The state of Hawaii has shut down its Obamacare insurance exchange, citing the inability of the site “to generate sufficient revenues to sustain operations,” Gov. David Ige’s office said in a statement.
Hawaii is the latest state to see it’s Obamacare exchange bite the dust. Oregon, Massachusetts, Maryland, Vermont, New Mexico and Nevada have also been forced to pull the plug on their exchanges for a variety of reasons.
“The state is working with the Connector and CMS to determine what functions can be transitioned to state oversight to ensure compliance with the Affordable Care Act (ACA) by the next Open Enrollment in November 2015,” Ige said.
Ige said that Hawaii will maintain a Supported State-based Marketplace in which the state would provide local customer support.
Grant funds had been restricted in March after the exchange told officials it was not in compliance with the Affordable Care Act, commonly known as ObamaCare, due to fiscal instability and tech issues.
The shutdown comes after federal taxpayers dropped more than $200 million into the exchange, which critics called a waste of taxpayer money.
“The $200 million was a complete waste of tax dollars that could have been used for much more productive efforts,” Reg Baker, a well-known CPA in Hawaii who for many years was the chief financial officer for the health insurance plan, HMAA, told FoxNews.com last month.
While many of the state’s Democrats praised the ObamaCare exchange when it launched in October 2013, it was riddled with trouble from the start. The web portal never worked properly despite the state spending $74 million on a contract with CGI to build and maintain it.

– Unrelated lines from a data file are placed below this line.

PR #15679, opened 2015-12-08
Add sha256 check for mactex

dionyziz:


vitorgalvao:
Seeing as `url` doesn’t point to a specific version, this cask needs to use `version :latest` and `sha256 :no_check`, or it’ll break constantly.

dionyziz:
This is a security problem. I'll change the URL to point to a specific
version.

PR #15692, opened 2015-12-08
added kicad and kicad-extras v4.0.0

adidalal:
Handles all changes for kicad v4
- updated kicad to v4
- removed kicad-library
- added new Cask kicad-extras


adityadalal924:
Looks like travis is acting funky.

```
The command "/System/Library/Frameworks/Ruby.framework/Versions/"${CASK_RUBY_TEST_VERSION}"/usr/bin/bundle exec "/System/Library/Frameworks/Ruby.framework/Versions/${CASK_RUBY_TEST_VERSION}/usr/bin/rake" rubocop" exited with 0.
0.00s$ developer/bin/audit_modified_casks "${TRAVIS_BRANCH}..${TRAVIS_COMMIT}"
fatal: Invalid revision range master
The command "developer/bin/audit_modified_casks "${TRAVIS_BRANCH}..${TRAVIS_COMMIT}"" exited with 0.
```


@fanquake When you get a chance can you verify that this Cask (and kicad-extras) works for you locally?

jawshooah:
Something's up with `kicad-extras`:

```
$ brew cask install kicad-extras
==> Satisfying dependencies
==> Installing Cask dependencies: kicad
kicad ...
==> Downloading http://downloads.kicad-pcb.org/osx/stable/kicad-4.0.0.dmg
==> Symlinking App Suite 'Kicad' to '/Applications/Kicad'
==> Symlinking Generic artifact 'kicad' to '/Users/joshuahagins/Library/Application Support/kicad'
🍺  kicad staged at '/opt/homebrew-cask/Caskroom/kicad/4.0.0' (5470 files, 725M)
done
complete
==> Downloading http://downloads.kicad-pcb.org/osx/stable/kicad-extras-4.0.0.dmg
Error: It seems the symlink source is not there: '/opt/homebrew-cask/Caskroom/kicad-extras/4.0.0/kicad'
```

2manyprojects2littletime:
there's a requirement to open kicad at least once before installing the kicad-extras

2manyprojects2littletime:
is it ok to do something like:
`Thread.new {system("#{ENV["Home"]}/Applications/Kicad/kicad.app/Contents/MacOS/kicad")}`
as a postflight on the Kicad install?

vitorgalvao:
Calling a GUI after install is frowned upon. It’s one thing when the installer does it (and even then we don’t like it), but for us to do it on purpose is a different story.

Why would it be a requirement for `kicad-extras` to be installed that `kicad` is open at least once? All we’re doing is moving a directory.

2manyprojects2littletime:
It's acknowledged as a hack in the kicad-extras readme, but the folder it's looking for isn't created until the first run of kicad.  The authors say it will be changed in a future release, but I don't know if it's scheduled yet or what their release cadence is.

vitorgalvao:
> but the folder it's looking for isn't created until the first run of kicad.

Then all we need to do is make sure the directory is there (i.e. create it). No need to launch `kicad`.

adityadalal924:
@vitorgalvao How would I go about doing that? (I'm assuming in a `preflight` stanza with a conditional like "if directory does not exist, create it", but I didn't see any examples of other Casks that have such a requirement).

vitorgalvao:
Well, `:target` actually takes care of creating the needed directories. There’s at least [one cask that creates a directory](https://github.com/caskroom/homebrew-cask/blob/1af44ca2b1469244dd218d31fc8ab30a2fa480d8/Casks/xquartz.rb#L16) but that’s for an unrelated reason

Symlinking a `Application Support` directory isn’t a great idea, but I guess it’s fine for now, untill #13201 fixes that as well.

The issue here is different though. `kicad` inside `kicad-extras` isn’t a directory, but a symlink to `~/Library/Application Support/kicad` (like other `dmg`s usually include a symlink to `/Applications`), so the line actually needs to be `artifact 'kicad', :target => "#{ENV['HOME']}/Library/Application Support/kicad/modules"`.

adityadalal924:
Fixed kicad-extras, things should be OK now.

Will check out the CI build when it's done and merge accordingly, as the packages are huge and take quite a bit of time to download.

Casks/kicad-extras.rb
```diff
@@ -0,0 +1,14 @@
...
+
+  url "http://downloads.kicad-pcb.org/osx/stable/kicad-extras-#{version}.dmg"
+  name 'KiCad Extras'
+  homepage 'http://www.kicad-pcb.org/'
+  license :gpl
+
+  depends_on :cask => 'kicad'
+
+  artifact 'modules', :target => "#{ENV['HOME']}/Library/Application Support/kicad/modules"
+  artifact 'fp-lib-table', :target => "#{ENV['HOME']}/Library/Preferences/kicad/"
```
jawshooah: Need to append `fp-lib-table` to the target path. Otherwise you get 

```
~/Library/Preferences/kicad -> /opt/homebrew-cask/Caskroom/kicad-extras/4.0.0/fp-lib-table
```

Casks/kicad-extras.rb
```diff
@@ -0,0 +1,14 @@
...
+  sha256 '8606e3a181b89a8234ea87d44342cbfa50d420375bce30167392c03e6c96db69'
+
+  url "http://downloads.kicad-pcb.org/osx/stable/kicad-extras-#{version}.dmg"
+  name 'KiCad Extras'
+  homepage 'http://www.kicad-pcb.org/'
+  license :gpl
+
+  depends_on :cask => 'kicad'
+
+  artifact 'modules', :target => "#{ENV['HOME']}/Library/Application Support/kicad/modules"
```
jawshooah: On case-insensitive filesystems, this results in the following:

```
==> It seems there is already a Generic artifact at '/Users/joshuahagins/Library/Application Support/kicad/modules'; not linking.
```

This is because `KiCad` and `kicad` are considered the same on a case-insensitive filesystem. When staging the `kicad` cask, the `KiCad` and `kicad` folders from the dmg are merged into one, so the two symlinks `/Applications/KiCad` and `/Users/joshuahagins/Library/Application Support/kicad` point to the same directory.

jawshooah: This can't be solved by renaming one of the directories in a `preflight` block, since the cask is already staged by the time it's executed. This may require an upstream fix. Considering that case-insensitive is the default for new Macs, this was incredibly short-sighted of the KiCad team.

adityadalal924:
In this case, we could just merge `kicad` and ignore `kicad-extras`, as it seems that there's nothing more we can do.

jawshooah:
> When staging the `kicad` cask, the `KiCad` and `kicad` folders from the dmg are merged into one, so the two symlinks `/Applications/KiCad` and `/Users/joshuahagins/Library/Application Support/kicad` point to the same directory.

The `kicad` cask is also a problem (for case-insensitive filesystems, which I'd wager is the majority). This is a potential solution:

```rb
cask :v1 => 'kicad' do
  version '4.0.0'
  sha256 '71b47ce37acd1d32eaee898254114203ef2de8b382f1353db7a01caa37a798e5'

  url "http://downloads.kicad-pcb.org/osx/stable/kicad-#{version}.dmg"
  name 'KiCad'
  homepage 'http://www.kicad-pcb.org/'
  license :gpl

  preflight do
    system '/bin/mkdir', '--', "#{staged_path}/Kicad-apps"
    system '/bin/mv', '--', "#{staged_path}/Kicad/*.app", "#{staged_path}/Kicad-apps/"
  end

  suite 'Kicad-apps', :target => 'Kicad'
  artifact 'kicad', :target => "#{ENV['HOME']}/Library/Application Support/kicad"
end
```

adityadalal924:
Updated to incorporate @jawshooah's suggestions. `kicad-extras` will still break, however.
Will look into contacting upstream as time permits.

adityadalal924:
Thank you for the contribution. It needed some fixes, so they were made in e420576e65ca55084af1ce61851e20cfd5f3d806. Your contribution is still included (and still credited to you), with the appropriate modifications. Please feel free to ask about any of the changes.

PR #15694, opened 2015-12-08
cdock 0.9.8

dpoggi:


adityadalal924:
Cask needs to be renamed to cdock2.rb. Also should have a depends on, with a minimum of osx 10.9

vitorgalvao:
> Cask needs to be renamed to cdock2.rb.

Not in this case. The `2` is still very much interpreted to mean a version, a continuation. This is evidenced by the fact the app bundle retains the name without the version, and the previous one was discontinued.

adityadalal924:
Thank you for the contribution. It was merged directly as 69cc3d08ee7ab1d7abb5c8179b6ee7a3194b64f0 to keep commit history cleaner. Your contribution is still credited to you.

The exchange experienced tremendous staff turnover, with three executive directors appointed in two years. Enrollment reached just over 8,500 in the first year, and as a result, Hawaii was ranked the most costly exchange in the nation at more than $23,899 per person.
Enrollment never reached the 300,000 number then-Gov. Neil Abercrombie, a Democrat, enthusiastically predicted at the opening press conference launching the Connector. The enrollment number also never hit 70,000, the minimum needed to stay financially solvent. At its peak, enrollment reached 37,000, a fraction of the state’s 1.4 million people. Hawaii’s uninsured population, at 8 percent when the exchange opened, dropped just 2 percent.
The common thread that runs through all of these closings is that the website simply didn’t work as it was supposed to. In a nation full of extraordinarily talented IT people, these state governments couldn’t find anybody to make their websites functional?
Maybe they couldn’t. Maybe the federal government’s parameters for designing these websites was flawed. Given the problems with Healthcare.gov, this shouldn’t be surprising.
Minnesota’s MNsure and Connect for Health Colorado are also in big trouble and lawmakers in those states appear to be doubling down on funding them. But given the history of these exchanges, that really isn’t very wise. If the exchange is not breaking even by this time, when will it?
The decline in revenue from state exchanges was inevitable. There are only so many uninsured people and so many consumers who would use the state exchanges to get it. With the limited universe of potential customers, a reduction in revenue should have been expected. Instead, like Hawaii who only reached 10% of its enrollment goal, exaggerated expectations were the norm.